Prologue-Part 1, Chapter 6 Analysis

The first half of Part 1 delves into the crucial aspects of Daniel Ellsberg’s early life, the genesis of the Vietnam War, and, most importantly, Ellsberg’s pivotal role in the early stages of the war. This section sets the stage for his profound change in opinion over the course of the conflict and the responsibility he would begin to feel for the ongoing devastation in Vietnam.

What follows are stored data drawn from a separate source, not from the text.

PR #460, opened 2019-12-29
Dev088 datagrid improvements

Herdo:
Several DataGrid improvements for UX.

- Changed `TableHeaderCell` cursor to only use `pointer`, when the table is sortable.
- Added missing documentation for existing `DataGrid` members.
- Changed `_DataGridRow` cursor to use `pointer`, when the row is selectable.
- Unset `background-color` for `_DataGridDetailRow` - in case of hovering, the detail row doesn't need to be highlighted.


Source/Extensions/Blazorise.DataGrid/DataGrid.razor
```diff
@@ -79,7 +79,7 @@
                 }
                 else
                 {
-                    <_DataGridRow @key="@item" TItem="TItem" Item="@item" Columns="@Columns" Edit="@OnEditCommand" Delete="@OnDeleteCommand" Save="@OnSaveCommand" Cancel="@OnCancelCommand" Selected="@OnSelectedCommand" />
+                    <_DataGridRow @key="@item" TItem="TItem" Item="@item" Columns="@Columns" Style="@(RowSelectable?.Invoke(item) ?? false ? "cursor: pointer" : "")" Edit="@OnEditCommand" Delete="@OnDeleteCommand" Save="@OnSaveCommand" Cancel="@OnCancelCommand" Selected="@OnSelectedCommand" />
```
stsrki: So, I tried the PR and this line is not working as expected. First, the `Style `is not doing anything because it's not setting anything inside of `_DataGridRow`. The Style needs to be passed to `TableRow` or `TableRowCell` to make it work. But I would rather remove Style and implement `Cursor` attribute on `TableRow` or `TableRowCell`. You can see the similar code on `CheckEdit` component.

Source/Extensions/Blazorise.DataGrid/DataGrid.razor
```diff
@@ -24,7 +24,7 @@
                         }
                         else
                         {
-                            <TableHeaderCell Style="cursor: pointer" Clicked="@(() => OnSortClicked( column ) )" width="@column.Width">
+                            <TableHeaderCell Style="@(Sortable ? "cursor: pointer" : "")" Clicked="@(() => OnSortClicked( column ) )" width="@column.Width">
```
stsrki: I would also add `Cursor` attribute to this one.

Source/Extensions/Blazorise.DataGrid/_DataGridDetailRow.razor
```diff
@@ -1,6 +1,6 @@
 ﻿@typeparam TItem
 @inherits _BaseDataGridDetailRow<TItem>
-<TableRow>
+<TableRow style="background-color: unset;">
```
stsrki: This one is a bit tricky if we want it to be abstracted. Let's leave it as it is and I can get beck to it sometimes later. So for now it's OK.

Source/Extensions/Blazorise.DataGrid/DataGrid.razor
stsrki: Also. `RowSelectable` should be true by default instead of false.

Herdo: > So, I tried the PR and this line is not working as expected. First, the `Style `is not doing anything because it's not setting anything inside of `_DataGridRow`. The Style needs to be passed to `TableRow` or `TableRowCell` to make it work.

Indeed, `Style` is the wrong property here, you're right - thanks.
`TableRow` or `TableRowCell` - good question. Cell would be better, in case anybody wants to override the cursor for a specific cell?

> But I would rather remove Style and implement `Cursor` attribute on `TableRow` or `TableRowCell`. You can see the similar code on `CheckEdit` component.

Sounds good to me. So we'd pass `_DataGridRow.Cursor` the cursor it should show here. Is there an enum for the cursors? Or want me to pass the strings? `_DataGridRow.razor` would pass it along to the `TableRow` or `TableRowCell` then.

> Also. `RowSelectable` should be true by default instead of false.

Do you mean the `?? false ?` part of my changes?
If so, my thoughts were that I don't want to introduce a "breaking change" for the cursor in the `DataGrid` component.

### Current behavior:
_RowSelectable is `null`_: normal cursor
_RowSelectable returns `false`_: normal cursor
_RowSelectable returns `true`_: normal cursor

### New behavior (non-breaking in this PR):
_RowSelectable is `null`_: normal cursor
_RowSelectable returns `false`_: normal cursor
_RowSelectable returns `true`_: pointer cursor

### Regarding your comment (if I got that right, "breaking change"):
**_RowSelectable is `null`_: pointer cursor** ("breaking change")
_RowSelectable returns `false`_: normal cursor
_RowSelectable returns `true`_: pointer cursor

Source/Extensions/Blazorise.DataGrid/DataGrid.razor
Herdo: Will do!

Source/Extensions/Blazorise.DataGrid/_DataGridDetailRow.razor
Herdo: So leave the `unset` or remove it? 😄 

Yeah, I guess it would depend on the style provider used. 🤔 
This is probably more of a hotfix to remove the annoying flashing when hovering a "detail row", than a real fix.

Herdo:
@stsrki I'll make some changes tomorrow 👍 

On a side note, a thing that I wanted to fix but couldn't figure out directly:
When using nested `DataGrid` components (`DataGrid` in a `RowDetailTemplate`), all the properties (/styles) derive to the nested `DataGrid`.
E.g. I specify a parent `DataGrid.IsStriped = true`, the `DataGrid.IsStriped` inside the `RowDetailTemplate` will be false, however depending on the style provider (e.g. Bootstrap4), the child `DataGrid` will also have striped rows.
Any idea how we could tackle this? Want me to open an issue for that? 😁

Source/Extensions/Blazorise.DataGrid/DataGrid.razor
stsrki: You can see the Cursor enum in here: https://github.com/stsrki/Blazorise/blob/4b0917bad042eb863640c247bdea4134fafdc816/Source/Blazorise/Enums.cs#L1099

I know it's a little more work there but it's the right way to do :)

Regarding the RowSelectable. It's already working as a selectable even if the RowSelectable is null. So I think it you can go with:

RowSelectable is null: pointer cursor ("not really a breaking change")
RowSelectable returns false: normal cursor
RowSelectable returns true: pointer cursor

Source/Extensions/Blazorise.DataGrid/_DataGridDetailRow.razor
stsrki: Just leave it for now. I will do it sometimes later. Just open new issue so I can keep track of it and forget about it.

stsrki:
I guess the problem with stripped child data-grid is more of a Bootstrap issue. Probably there is some css rule where it inherits the parent style. Will need to investigate more.

Source/Extensions/Blazorise.DataGrid/DataGrid.razor
stsrki: Just to let you know. When you add cursor styles for table row/cell you add them to `[Blazorise.ProviderName]/Styles/providerName.scss`, [example here](https://github.com/stsrki/Blazorise/blob/4b0917bad042eb863640c247bdea4134fafdc816/Source/Blazorise.Bootstrap/Styles/blazorise.bootstrap.scss#L21)

Then for it to be compiled automatically you need to have VS extension [WebCompiler](https://marketplace.visualstudio.com/items?itemName=MadsKristensen.WebCompiler). That way it will compile it to the final css.

stsrki:
I have made some minor changes, but overall you made a great job. Thank you for all the effort.

PR #464, opened 2019-12-31
Sidebar items can be expanded by default when using the dynamic method

koryphaee:
When using the Sidebar extension I wanted to use the dynamic approach because it seemed more flexible. Then I found out that items are collapsed by default. I ended up having to reimplement the logic from Sidebar.razor to add this option.

This commit adds exactly that option. The SidebarItemInfo has a new property which will expand it and all sub-items. The toggling still works no matter in which state the items start.

I think Blazorise is a fantastic library and I look forward to contributing more.

### DIFF
--- a/.github/workflows/dotnetcore.yml
+++ b/.github/workflows/dotnetcore.yml
@@ -1,0 +1,17 @@
+name: .NET Core
+
+on: [push]
+
+jobs:
+  build:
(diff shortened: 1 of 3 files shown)


stsrki:
Looks simple and clean. Thanks for the contribution.

Issue #452, opened 2019-12-19
New Feature: Icon Picker


WillianGruber:
In my application I need to enable my users to choose an icon to custom documents. So, I developed an Icon Picker, and I'm sharing here so that @stsrki may add to Blazorise if the component proves itself useful. My best bet is that it would be an Extension Component.
I'm sharing it here as I am using it now (with FontAwesome Icons), so probably it would need to be refactored to add other icon providers.
Feel free to modify as you see fit.

### How to use it
```
<h4>Simple Icon Picker</h4>
<IconPicker @bind-Icon="Icon"></IconPicker>
<h6>Chosen icon: @Icon</h6>
@code {
    protected string Icon { get; set; }
}
```

### Results:
![image](https://user-images.githubusercontent.com/56033692/71213969-a317bc00-2293-11ea-8048-7a4610ea8b9d.png)
![image](https://user-images.githubusercontent.com/56033692/71214310-bf1b5d80-2293-11ea-8011-aa367b78fd60.png)
![image](https://user-images.githubusercontent.com/56033692/71214334-d22e2d80-2293-11ea-8393-6293485fd26d.png)
![image](https://user-images.githubusercontent.com/56033692/71214361-e1ad7680-2293-11ea-8e36-851b37fb6579.png)
![image](https://user-images.githubusercontent.com/56033692/71214481-318c3d80-2294-11ea-94e8-0a39a688abed.png)

### Parameters:
**Icon** The selected formatted icon. You can pass an icon here and it will highlight as selected in modal, too, including parsing options.
**AllowFlip** Enables the options for Flipping horizontally, vertically, and both. Default: true
**AllowRotation** Enables the options for rotating 90, 180 and 270 degrees. Default: true
**AllowSize** Enables the size options. Default: true
**AllowSizeMinimum** Sets a minimum in the size options, so that the user cannot select a smaller size. Default: IconSize.ExtraSmall
**AllowSizeMaximum** Sets a macimum in the size options, so that the user cannot select a larger size. Default: IconSize.x10
**ButtonSize** The size of the button used to open the modal. Default: ButtonSize.None
**ButtonColor** The color of the button used to open the modal. Default: Color.None
**ButtonTooltipText** The tooltip of the button used to open the modal. Default: "Select an Icon"
**ButtonTooltipPlacement** The placement of tooltip of the button used to open the modal. Default: Placement.Bottom
**ModalTitle** The header title of the modal component. Default: "Select an Icon"
[...]

PR #503, opened 2020-01-13
Performance improv  only render modals child content if modal is opened

WillianGruber:
Hi @stsrki ,
I think it is not necessary to render the content of a modal if it is closed. I hope this also helps fix the lag in #452 .
Alternativelly, I'm rendering the iconpicker only of the modal is open.


stsrki:
I will need to test this before merging. There can be problems when you remove component from rendering tree with `if `statements. When the component is removed from the tree the usual life-cycle methods will not be fired and it will skip some required init or dispose steps.

stsrki:
@WillianGruber I just tested this and as I suspected, if we remove the modal content the usual life-cycle will not happen. In this case for example `ModalBackdrop` will dispose every time will close modal but it will NOT unregistered itself from java-script as it's reference will be null.

I think without major rewriting this PR will not work.

WillianGruber:
I see. Sorry about that.

stsrki:
There are so much tricks with Blazor that sometimes I wonder if it's all worth it: 😅

PR #504, opened 2020-01-13
Fix for InvalidOperationException in BaseNumericEdit

Herdo:
Replaced switch-case of `BaseNumericEdit.FormatValueAsString` with generic method usage of BindConverter (`BindConverter.FormatValue<T>`).

### DIFF
--- a/Source/Blazorise/NumericEdit.razor.cs
+++ b/Source/Blazorise/NumericEdit.razor.cs
@@ -85,23 +85,7 @@ namespace Blazorise
 
         protected override string FormatValueAsString( TValue value )
         {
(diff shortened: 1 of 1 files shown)


stsrki:
Thank you for the PR but unfortunately it doesn't' work for unsigned types. Also I already fixed this in another one: https://github.com/stsrki/Blazorise/pull/497

My PR also supports unsigned types which `BindConverter.FormatValue<T>` does not support.

Herdo:
Okay, glad to hear that!
Too bad the generic one doesn't work. Sucks to implement each type.

PR #6050, opened 2025-04-02
DataGrid: Fixes Toggleable for DetailRow

### LINKED ISSUE #6049: [Bug]: DataGrid: It's impossible to not to toggle `DetailRow` by clicking when DetailRow is open
### Blazorise Version

1.7.5 

None

```
@page "/employee-grid5"
@using Blazorise.DataGrid

<DataGrid TItem="Employee"
            @ref="dataGridRef"
          Data="@employeeList"
          DetailRowTrigger="@(e => {e.Toggleable = false;  return false; })"
          >
    <DataGridColumns>
        
        <DataGridColumn Field="@nameof(Employee.FirstName)" Caption="First Name" />
        <DataGridColumn Field="@nameof(Employee.LastName)" Caption="Last Name" />
    </DataGridColumns>
    <DetailRowTemplate>
      <Div>These are details...</Div>
    </DetailRowTemplate>
</DataGrid>

<Button Clicked="() => dataGridRef.ToggleDetailRow(employeeList.First(),true)"  Color="Color.Info">Toggle First Detail Row</Button>


@code {
    private List<Employee> employeeList;
    private Employee selectedEmployee;
    DataGrid<Employee> dataGridRef;
    
    protected override async Task OnInitializedAsync()
    {
        employeeList = await EmployeeData.GetDataAsync();
    }

    // Mock data provider
    public static class EmployeeData
    {
        public static Task<List<Employee>> GetDataAsync()
        {
            var data = Enumerable.Range(1, 25)
                                 .Select(i => new Employee
                                              {
                                              Id = i,
                                              FirstName = $"FirstName{i}",
                                              LastName = $"LastName{i}",
                                              Salaries = Enumerable.Range(1, 30)
                                                                   .Select(month => new Salary
                                                                                    {
                                                                                    Date = new DateTime(2023, month % 12 + 1, 1),
                                                                                    Total = Random.Shared.Next(4000, 10000)
                                                                                    })
                                                                   .ToList()
                                              })
                                 .ToList();


            return Task.FromResult(data);
        }
    }

    // Employee class
    public class Employee
    {
        public int Id { get; set; }
        public string LastName { get; set; }
        public List<Salary> Salaries { get; set; } = new();
    }

    // Salary class
    public class Salary
    {
        public DateTime Date { get; set; }
        public decimal Total { get; set; }
    }
}

```

- run the code
- Click the button:
- 

Image

- The first DetailRow is open now.
- Click the first row - The detail row is closed now, but it should not be

### What is expected?

the `DetailRowTrigger="@(e => {e.Toggleable = false;  return false; })"`
should prevent DetailRow closing

The detail row is closing but it should not

Other

### Any additional comments?

_No response_

tesar-tech:
## Description

Closes #6049

- Checks Toggleable first
- Simplifies `SetRowDetail`
- Clarify comments

### DIFF
--- a/Source/Extensions/Blazorise.DataGrid/DataGrid.razor.cs
+++ b/Source/Extensions/Blazorise.DataGrid/DataGrid.razor.cs
@@ -1741,18 +1741,19 @@ public partial class DataGrid<TItem> : BaseDataGridComponent
             else if ( DetailRowTrigger is not null )
             {
                 var detailRowTriggerContext = new DetailRowTriggerEventArgs<TItem>( rowInfo.Item );
-                var detailRowTriggerResult = DetailRowTrigger( detailRowTriggerContext );
+                var shouldOpenWhenClosed = DetailRowTrigger( detailRowTriggerContext );
 
                 if ( !skipDetailRowTriggerType && detailRowTriggerType != detailRowTriggerContext.DetailRowTriggerType )
                     return;
-
-                rowInfo.SetRowDetail( detailRowTriggerResult, detailRowTriggerContext.Toggleable );
+                
+                if (detailRowTriggerContext.Toggleable)
+                    rowInfo.SetRowDetail(!rowInfo.HasDetailRow && shouldOpenWhenClosed);
 
                 if ( rowInfo.HasDetailRow && detailRowTriggerContext.Single )
                 {
-                    foreach ( var row in Rows.Where( x => !x.IsEqual( rowInfo ) ) )
+                    foreach ( var row in Rows.Where( x => !x.IsEqual( rowInfo ) ) )//close other detail rows
                     {
-                        row.SetRowDetail( false, false );
+                        row.SetRowDetail( false);
                     }
                 }
             }
@@ -3608,6 +3609,8 @@ public partial class DataGrid<TItem> : BaseDataGridComponent
 
     /// <summary>
     /// A trigger function used to handle the visibility of detail row.
+    /// Return true if you want the detail row to be visible when row is clicked and detail row is not visible.
+    /// Doesn't affect the closing behaviro (will be always close on click)
     /// </summary>
     [Parameter] public Func<DetailRowTriggerEventArgs<TItem>, bool> DetailRowTrigger { get; set; }
 
--- a/Source/Extensions/Blazorise.DataGrid/Models/DataGridRowInfo.cs
+++ b/Source/Extensions/Blazorise.DataGrid/Models/DataGridRowInfo.cs
@@ -46,10 +46,9 @@ public class DataGridRowInfo<TItem>
     /// <summary>
     /// Sets the detail row for the current row.
     /// </summary>
-    /// <param name="hasDetailRow">Indicates whether the detail row is present.</param>
-    /// <param name="toggleable">Indicates whether the detail row can be toggled.</param>
-    public void SetRowDetail( bool hasDetailRow, bool toggleable )
-        => this.hasDetailRow = ( toggleable && !this.hasDetailRow & hasDetailRow ) || ( !toggleable && hasDetailRow );
+    /// <param name="hasDetailRowNew">Open or close the detail row</param>
+    public void SetRowDetail( bool hasDetailRowNew )
+        => this.hasDetailRow = hasDetailRowNew;
 
     /// <summary>
     /// Toggles the visibility of the detail row.


tesar-tech:
The test doesn't pass, because it goes against the idea of `Toggleable`.

https://github.com/Megabit/Blazorise/blob/f6d75dcb1c3932b697319d960cdd6e31b0340762/Tests/Blazorise.Tests/Components/DataGridDetailRowComponentTest.cs#L105

I am not sure what was the intention for `Toggleable`, but I would suspect it should prevents toggling when set to `false`, but the test implies otherwise.

Is there something behind such behavior @stsrki ?

With `Toggleable` being ignored under some conditions it's impossible to fix the bug.

stsrki:
> The test doesn't pass, because it goes against the idea of `Toggleable`.
> 
> https://github.com/Megabit/Blazorise/blob/f6d75dcb1c3932b697319d960cdd6e31b0340762/Tests/Blazorise.Tests/Components/DataGridDetailRowComponentTest.cs#L105
> 
> I am not sure what was the intention for `Toggleable`, but I would suspect it should prevents toggling when set to `false`, but the test implies otherwise.
> 
> Is there something behind such behavior @stsrki ?
> 
> With `Toggleable` being ignored under some conditions it's impossible to fix the bug.

Based on a name, yeah, it should not be able to toggle it. But I was not the original creator, so I'm not sure.

@David-Moreira any chance you could remember this?

David-Moreira:
> > The test doesn't pass, because it goes against the idea of `Toggleable`.
> > https://github.com/Megabit/Blazorise/blob/f6d75dcb1c3932b697319d960cdd6e31b0340762/Tests/Blazorise.Tests/Components/DataGridDetailRowComponentTest.cs#L105
> > 
> > I am not sure what was the intention for `Toggleable`, but I would suspect it should prevents toggling when set to `false`, but the test implies otherwise.
> > Is there something behind such behavior @stsrki ?
> > With `Toggleable` being ignored under some conditions it's impossible to fix the bug.
>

By describing Ellsberg’s childhood and early interest in the Cold War, Sheinkin illustrates the roots of Ellsberg’s dedication to freedom and democracy that initially led him to support the war in Vietnam. Growing up during World War II, Ellsberg was “horrified” by the images of war he saw in movie theaters, and he was deeply impacted by the “terrifying air-raid drills” conducted at his school (44). As a teenager and young adult, he admired President Truman’s “commitment to supporting democracies and containing Soviet influence from spreading further” (8), and he initially believed that the war in Vietnam was part of this “noble cause.” However, he soon began having doubts about the validity of the war. One of his first major tasks related to the early war effort was to collect “grisly details” of Viet Cong attacks to convince President Johnson to begin a bombing campaign against North Vietnam. Ellsberg knew that innocent civilians would die in those attacks and “felt a moment of doubt” (44). However, he still concluded that the all-important fight against communism justified the violence.

This section also introduces the theme of The Ethics of Whistleblowing by discussing Ellsberg’s initial disdain for people who leaked government secrets. Thanks to his position as an insider, Ellsberg knew that the US government was lying to the public about Vietnam from the start, but he also felt that “secrecy was an essential element of military operations” and “really looked down” on those who wouldn’t respect this (31). Initially, he believed that the goal of stopping the rise of communism justified the war in Vietnam and the government’s secrets. However, as he began to understand the United States’ other motives for escalating and prolonging the war—namely, the government’s fear of losing face by admitting defeat—he considered these lies and secrets to be morally wrong. The complete change in Ellsberg’s position over time highlights his struggle with becoming a whistleblower since it made him reevaluate his notions of patriotism and morality. Ultimately, he adopted an ends-justify-the-means mentality toward government secrecy, since he felt the government’s secrets were unethical and harming the American people.

By providing context on Vietnam’s history of colonialism and the long fight for independence, the book illustrates how the war was doomed to fail from the start. The US and Vietnam were essentially fighting different wars. Each country had a unique “perspective” that made the war look “completely different” to each of them. For more than 100 years, Vietnam was subject to the oppression and exploitation of French colonists. The North Vietnamese were incredibly motivated by the idea of independence; many had dedicated their entire lives to the revolution. For the US, on the other hand, the war in Vietnam was “a distant battlefield of the Cold War” (32). This context also reveals the depth of the hypocrisy of US involvement. While supposedly fighting communism in the name of freedom, the US opposed Vietnamese independence and worked to subvert elections they knew communist leader Ho Chi Minh would win.

The book also delves into Ellsberg’s personal life, particularly his relationship with Patricia Marx. It explores how his involvement in the war not only shaped the course of history but also deeply affected his personal life. His relationship with Patricia helps Ellsberg see the harm in the war and adds a poignant layer to his narrative.